Habitat loss and the overhunting of its prey and poaching have caused its numbers to drop from more than 10,000 in the 1980s to fewer than 3,500 today. Tiger parts are so prized in Eastern medicine that a dead one can sell for $1,500 to $3,500 before its eyes are sold as a cure for epilepsy and malaria, its penis is converted into a soup for virility, and its bones are ground into powder to treat ulcers, rheumatism and typhoid, according to Wildlife Conservation Society species program director Elizabeth Bennett. In addition to poaching, Asia's rapid economic development has eroded tiger habitat.
Researchers have determined that tigers occupy less than 7 percent of their historic range. Robinson and others advocate a two-step process that focuses on monitoring and protecting tigers in the 42 source sites and a longer-term effort to preserve the large landscapes tigers need to hunt and roam.
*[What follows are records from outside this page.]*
PR #746, opened 2026-08-17
LFX Mentorship: Feat: Implement RateLimitPolicy view

justin212407:
<html><head></head><body><h2>Description</h2>
<p>Fixes #378</p>
<p>Adds a form-based creation/editing view to <code>KuadrantRateLimitPolicyCreatePage.tsx</code>,
which previously only rendered a static YAML editor with a hardcoded example resource.
Users can now create and edit RateLimitPolicy resources through a guided form interface
without needing to know the CRD spec structure, while retaining the option to switch
to a YAML view at any point.</p>
<p>This is the fourth deliverable in the
<a href="https://claude.ai/chat/66cb4e94-319c-4820-a2bd-0b1206e9a43d#378">Add form views for policy creation pages</a> epic. RateLimitPolicy is the most
complex policy form so far — it reuses the existing <code>AddLimitModal</code> and <code>LimitSelect</code>
components from <code>src/components/ratelimitpolicy/</code> and supports a deeply nested
<code>spec.limits</code> structure with named limit entries, each containing rates with counters
and conditions.</p>
<h2>Type of change</h2>
<ul>
<li>[x] <code>[feat]</code> New feature</li>
</ul>
<h2>Changes made</h2>
<ul>
<li>Replaced static YAML-only editor in <code>KuadrantRateLimitPolicyCreatePage.tsx</code> with
a full form view following the five-pillar architecture from
<code>KuadrantDNSPolicyCreatePage.tsx</code></li>
<li>Added Form/YAML toggle (PatternFly Radio buttons) — both views read from the same
underlying state</li>
<li>Implemented <code>createRateLimitPolicy()</code> factory function that builds the complete K8s
resource object from form state, used as input to both <code>ResourceYAMLEditor</code> and
<code>KuadrantCreateUpdate</code></li>
<li>Implemented bidirectional YAML sync — <code>useEffect</code> updates YAML when form fields
change; <code>handleYAMLChange()</code> parses edited YAML back into form state via <code>js-yaml</code></li>
<li>Added edit mode hydration — URL path detection triggers <code>useK8sWatchResource</code> to
load existing resource; <code>useEffect</code> populates all form fields including limits;
name field locked via <code>formDisabled</code></li>
<li>Reused <code>LimitSelect</code> and <code>AddLimitModal</code> components from
<code>src/components/ratelimitpolicy/</code> for the limits UI — these handle the nested
<code>spec.limits</code> structure with named entries, rates, counters, and conditions</li>
[...]

PR #774, opened 2026-08-25
feat: add Gateway/HTTPRoute/GRPCRoute target selection to remaining policy forms

### LINKED ISSUE #772: Add HTTPRoute/GRPCRoute target selection to remaining policy forms
## Summary
Extend the "Target Type" selector (Gateway/HTTPRoute/GRPCRoute) being added to the RateLimitPolicy form in #746 to the other policy forms that support the same target kinds.

## Motivation
Per `RESOURCE_POLICY_MAP` in `src/utils/resources.ts`, TokenRateLimitPolicy, OIDCPolicy, PlanPolicy, and AuthPolicy can all target Gateway, HTTPRoute, and GRPCRoute — but their forms currently only expose a `GatewaySelect`. Users targeting an HTTPRoute or GRPCRoute with one of these policies have to drop to YAML, even though the form otherwise supports their use case.

## Proposed Solution
Reuse the pattern from #746: a `targetRef`-as-single-source-of-truth state, a "Target Type" radio group, and conditional rendering of `GatewaySelect` / `HTTPRouteSelect` (`kind="HTTPRoute"`) / `HTTPRouteSelect` (`kind="GRPCRoute"`).

- `KuadrantTokenRateLimitPolicyCreatePage.tsx`
- `KuadrantOIDCPolicyCreatePage.tsx`
- `KuadrantPlanPolicyCreatePage.tsx`
- AuthPolicy's form, once it exists (currently YAML-only)

DNSPolicy and TLSPolicy are out of scope — those CRDs only support targeting Gateway.

## Dependencies
Depends on #746 merging first (introduces the `targetRef` pattern and generalizes `HTTPRouteSelect` to accept a `kind` prop). Part of the "Add form views for policy creation pages" epic (#378).

emmaaroche:
## Description
Closes #772. Extends the Target Type selector pattern introduced in #746 to the remaining policy forms that support targeting a Gateway, HTTPRoute, or GRPCRoute — previously these forms only exposed a `GatewaySelect` (or, for PlanPolicy, a hardcoded HTTPRoute selector), forcing users onto YAML to target a Route.

Also carries over two fixes needed for #746's RateLimitPolicy YAML page:
- `KuadrantRateLimitPolicyCreatePage.tsx` was missing the `gateway-api-plugin.css` import entirely, so the YAML tab's Monaco editor had no height rules and collapsed to 0px.
- `.kuadrant-ratelimitpolicy-yaml-editor` was missing from the shared height selector blocks in `gateway-api-plugin.css`.
- Also dropped `targetRef.namespace` from the RateLimitPolicy save payload — the CRD's `targetRef` doesn't support cross-namespace targeting, so sending it tripped the admission webhook (`unknown field "spec.targetRef.namespace"`).

## Changes
- `KuadrantTokenRateLimitPolicyCreatePage.tsx`, `KuadrantOIDCPolicyCreatePage.tsx`, `KuadrantPlanPolicyCreatePage.tsx`: replaced the Gateway-only (or HTTPRoute-only) target state with `targetRef` as the single source of truth, added the Target Type radio group (Gateway/HTTPRoute/GRPCRoute), and conditionally render `GatewaySelect` / `HTTPRouteSelect`
- `KuadrantRateLimitPolicyCreatePage.tsx`: added missing `gateway-api-plugin.css` import, removed `targetRef.namespace` from the save payload
- `gateway-api-plugin.css`: added `.kuadrant-ratelimitpolicy-yaml-editor` to the shared yaml-editor height selector blocks
- Removed the now-unused `"Target HTTPRoute"` locale key (superseded by the generic Target Type labels)

## Testing
- `yarn lint` and `yarn i18n` pass
- `npx tsc --noEmit` clean on all touched files
- Manually verified Target Type switching and save for Gateway/HTTPRoute/GRPCRoute on all three forms

## Summary by CodeRabbit

- **New Features**
  - OIDC, Plan, and Token Rate Limit policy forms now support Gateway, HTTPRoute, and conditionally GRPCRoute targets.
  - Added target-type selection with context-sensitive resource pickers.
  - Target selections are retained when editing policies or working with YAML.
  - Gateway and HTTPRoute selection is scoped to the selected namespace across policy forms.
- **Bug Fixes**
  - Unsupported YAML target references are rejected instead of being silently accepted.
  - Existing policy target controls are now protected from unintended changes.
  - Corrected Rate Limit policy target references by omitting unsupported namespace data.
- **Style**
  - Improved layout and sizing for Rate Limit policy YAML editors.


src/components/KuadrantOIDCPolicyCreatePage.tsx
```diff
@@ -228,7 +264,51 @@ const KuadrantOIDCPolicyCreatePage: React.FC = () => {
...
+                  <Radio
+                    name="target-type-radio"
+                    label={t('HTTPRoute')}
+                    id="target-type-radio-httproute"
+                    isChecked={targetRef.kind === 'HTTPRoute'}
+                    onChange={() => handleTargetTypeChange('HTTPRoute')}
+                  />
+                  <Radio
+                    name="target-type-radio"
+                    label={t('GRPCRoute')}
```
jasonmadigan: OIDCPolicy only permits Gateway and HTTPRoute targets, and TokenRateLimitPolicy has the same restriction; both CRDs reject GRPCRoute, and the console’s `RESOURCE_POLICY_MAP` excludes these policies from it. These new options pass the form validation and then fail admission. Could we derive the allowed kinds from the shared policy mapping, derive the group from `RESOURCES.Gateway.gvk.group`, and remove GRPCRoute from the OIDC and TokenRateLimit forms?

src/components/KuadrantRateLimitPolicyCreatePage.tsx
```diff
@@ -78,7 +79,6 @@ const KuadrantRateLimitPolicyCreatePage: React.FC = () => {
           group: targetRef.group,
           kind: targetRef.kind,
           name: targetRef.name,
```
jasonmadigan, line 81: Dropping `namespace` from the payload matches the local target-reference schema, but `GatewaySelect` still lists Gateways across namespaces. Selecting `other-ns/foo` here serializes a reference to `policy-ns/foo`, which can attach to a different same-named Gateway or produce `TargetNotFound`. Could we scope the selector to the policy namespace, including a concrete namespace requirement in `#ALL_NS#` mode, before discarding the selected namespace? The new Gateway adapters in the other forms need the same constraint.

src/components/KuadrantPlanPolicyCreatePage.tsx
```diff
@@ -54,9 +65,10 @@ const KuadrantPlanPolicyCreatePage: React.FC = () => {
   const [createView, setCreateView] = React.useState<'form' | 'yaml'>('form');
   const [policyName, setPolicyName] = React.useState('');
   const [selectedNamespace] = useActiveNamespace();
-  const [selectedRoute, setSelectedRoute] = React.useState<{ name: string; namespace: string }>({
+  const [targetRef, setTargetRef] = React.useState<TargetRef>({
+    group: GATEWAY_API_GROUP,
+    kind: 'Gateway',
```
jasonmadigan: This changes PlanPolicy’s initial target from HTTPRoute to Gateway, and the smoke job is now failing both PlanPolicy tests because `#httproute-select` is no longer rendered initially. Could we preserve HTTPRoute as the default? If Gateway is an intentional product change, the tests need to select HTTPRoute explicitly and the changed default should be called out.

src/components/KuadrantPlanPolicyCreatePage.tsx
```diff
@@ -260,14 +305,53 @@ const KuadrantPlanPolicyCreatePage: React.FC = () => {
...
+                  isInline
+                  fieldId="target-type-radio-group"
+                  label={t('Target Type')}
+                >
+                  <Radio
+                    name="target-type-radio"
+                    label={t('Gateway')}
+                    id="target-type-radio-gateway"
+                    isChecked={targetRef.kind === 'Gateway'}
+                    onChange={() => handleTargetTypeChange('Gateway')}
```
jasonmadigan, line 341: In edit mode, `formDisabled` only reaches the route selectors; the new radios and `GatewaySelect` remain enabled. Switching type clears the target name and can leave a disabled empty route picker, while choosing Gateway permits retargeting. Could we make target editability consistent—probably by disabling the radios and every selector for an existing PlanPolicy?

src/components/KuadrantOIDCPolicyCreatePage.tsx
```diff
@@ -155,12 +166,11 @@ const KuadrantOIDCPolicyCreatePage: React.FC = () => {
...
       setPolicyName(parsedYaml.metadata?.name || '');
-      setSelectedGateway({
-        metadata: {
-          name: parsedYaml.spec?.targetRef?.name || '',
-          namespace: parsedYaml.metadata?.namespace ?? '',
-        },
-      } as GatewayResource);
+      setTargetRef({
+        group: parsedYaml.spec?.targetRef?.group || GATEWAY_API_GROUP,
+        kind: (parsedYaml.spec?.targetRef?.kind as TargetRef['kind']) || 'Gateway',
```
jasonmadigan: This assertion does not validate the YAML value at runtime. An unsupported group or kind can be copied into Form state, satisfy the name-only target validation, and then fail admission; the PlanPolicy and TokenRateLimitPolicy pages use the same pattern. Could we validate YAML-to-Form imports against each policy’s supported targets and surface an invalid Form state, while leaving raw YAML submission unchanged?

src/components/KuadrantOIDCPolicyCreatePage.tsx
```diff
@@ -228,7 +264,51 @@ const KuadrantOIDCPolicyCreatePage: React.FC = () => {
...
+                    id="target-type-radio-gateway"
+                    isChecked={targetRef.kind === 'Gateway'}
+                    onChange={() => handleTargetTypeChange('Gateway')}
+                  />
+                  <Radio
+                    name="target-type-radio"
+                    label={t('HTTPRoute')}
+                    id="target-type-radio-httproute"
+                    isChecked={targetRef.kind === 'HTTPRoute'}
+                    onChange={() => handleTargetTypeChange('HTTPRoute')}
```
jasonmadigan, line 308: Could we add passing E2E coverage that selects a non-default target in each independently implemented form and asserts the persisted `spec.targetRef.kind` and `name`? A focused nightly case for switching/reset behaviour and YAML-to-Form hydration would cover the new state logic; the existing tests do not exercise these radios.

jasonmadigan (changes requested):

src/components/KuadrantOIDCPolicyCreatePage.tsx
```diff
@@ -173,23 +196,49 @@ const KuadrantOIDCPolicyCreatePage: React.FC = () => {
...
+          namespace: targetRef.kind === 'Gateway' ? selectedNamespace : '',
+        },
+      } as GatewayResource),
+    [targetRef, selectedNamespace],
+  );
+
+  const selectedRoute = React.useMemo(
+    () => ({
+      name: targetRef.kind === 'Gateway' ? '' : targetRef.name,
+      namespace: targetRef.kind === 'Gateway' ? '' : selectedNamespace,
```
jasonmadigan, line 240: after selecting `ns-a/foo`, changing the active namespace leaves `targetRef.name` as `foo`, while this memo relabels it as `ns-b/foo`. the form remains valid and can target a different route or produce `TargetNotFound`. could we retain the selected route’s original namespace and clear or reject it whenever `selectedNamespace` changes, including `#ALL_NS#`? the Plan and Token forms have the same pattern.

src/utils/resources.ts
```diff
@@ -425,6 +425,25 @@ export const getPoliciesForResource = (resourceKind: ResourceKind): ResourceKind
...
+export const getTargetKindsForPolicy = (policyKind: ResourceKind): ResourceKind[] => {
+  return (Object.keys(RESOURCE_POLICY_MAP) as ResourceKind[]).filter((targetKind) =>
+    RESOURCE_POLICY_MAP[targetKind]?.includes(policyKind),
+  );
+};
+
+// check whether a targetRef (as parsed from user-supplied YAML) is one this
+// policy kind's CRD actually accepts, so unsupported references never get
+// past form state into a save that the admission webhook will reject
+export const isSupportedTargetRef = (
```
jasonmadigan, line 441: this validates only the group and kind. a YAML value containing `targetRef.namespace: other-ns` passes, then the Form builders discard that namespace and silently reinterpret the name as a local target. could we validate the complete target reference during YAML-to-Form hydration and reject fields the Form cannot round-trip, while leaving raw YAML submission unchanged?

src/components/KuadrantTLSCreatePage.tsx
```diff
@@ -271,7 +271,12 @@ const KuadrantTLSCreatePage: React.FC = () => {
                     </HelperText>
                   </FormHelperText>
                 </FormGroup>
-                <GatewaySelect selectedGateway={selectedGateway} onChange={setSelectedGateway} />
+                <GatewaySelect
+                  selectedGateway={selectedGateway}
+                  onChange={setSelectedGateway}
+                  namespace={selectedNamespace}
+                  isDisabled={formDisabled}
```
jasonmadigan: this disables Gateway retargeting when editing a TLSPolicy, but the existing smoke test deliberately retargets it and the API supports that update. DNSPolicy now has the same change. could we retain the new namespace scoping without disabling the DNS/TLS selectors? if immutability is intentional, the contract and existing tests need updating.

e2e/tests/policy-forms.spec.ts
```diff
@@ -714,18 +879,106 @@ test.describe('TokenRateLimitPolicy form', () => {
...
+      applyManifest(httprouteManifest(httproute, namespace));
     });
 
     test.afterEach(async () => {
       deleteNamespace(namespace);
     });
 
+    test(
+      'creates a TokenRateLimitPolicy targeting an HTTPRoute via the form',
+      { tag: '@nightly' },
```
jasonmadigan: this and the PlanPolicy→GRPCRoute test at line 1351 are CRUD tests, but they’re tagged `@nightly`. the repository requires CRUD coverage to be `@smoke`, and the current smoke run excludes both new save paths. could we tag both tests `@smoke`?

e2e/tests/policy-forms.spec.ts
```diff
@@ -714,18 +879,106 @@ test.describe('TokenRateLimitPolicy form', () => {
...
+      - limit: 100
+        window: 1m
+`,
+        );
+
+        await page.getByRole('tab', { name: 'Form' }).click();
+
+        // the unsupported kind must not silently populate a target - Create
+        // stays disabled rather than persisting a reference the CRD rejects
+        await expect(page.getByRole('button', { name: 'Create', exact: true })).toBeDisabled();
```
jasonmadigan: this assertion is already true on the initial empty form, so the test passes even if Monaco never invokes the YAML hydration callback. could we first establish a valid, Create-enabled target, then inject the unsupported YAML and assert that its name/rules hydrated while the target was cleared? that makes the disabled result causally test the new guard.

e2e/tests/policy-forms.spec.ts
```diff
@@ -578,18 +628,133 @@ test.describe('OIDCPolicy form', () => {
...
+        );
+
+        await page.locator('#policy-name').fill(`e2e-oidc-${uid()}`);
+        await page.locator('#client-id').fill('my-client-id');
+        await page.locator('#issuer-url').fill('https://auth.example.com');
+
+        const gatewayOption = page.locator(
+          `#gateway-select option[value="${namespace}/${gateway}"]`,
+        );
+        await expect(gatewayOption).toBeAttached({ timeout: 15_000 });
```
jasonmadigan: this proves the local Gateway is present, but the old cluster-wide selector would also pass. could we assert that the seeded foreign-namespace Gateway is absent, and add focused coverage that `#ALL_NS#` disables the selector and shows the namespace warning?

jasonmadigan (changes requested):

jasonmadigan (approved):

jasonmadigan:
clockit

"All you need to do is provide tigers with space and prey and protection," said Barney Long, tiger program manager for the World Wildlife Fund. "That really should not be that hard to provide for the world's favorite animal." This sort of focused conservation strategy has been successful with the African rhinoceros, whose numbers plummeted in the 1980s because of poaching.
In November, Russian Prime Minister Vladimir Putin will host a tiger preservation summit that will build on the Global Tiger Initiative that World Bank President Robert Zoellick launched in 2008.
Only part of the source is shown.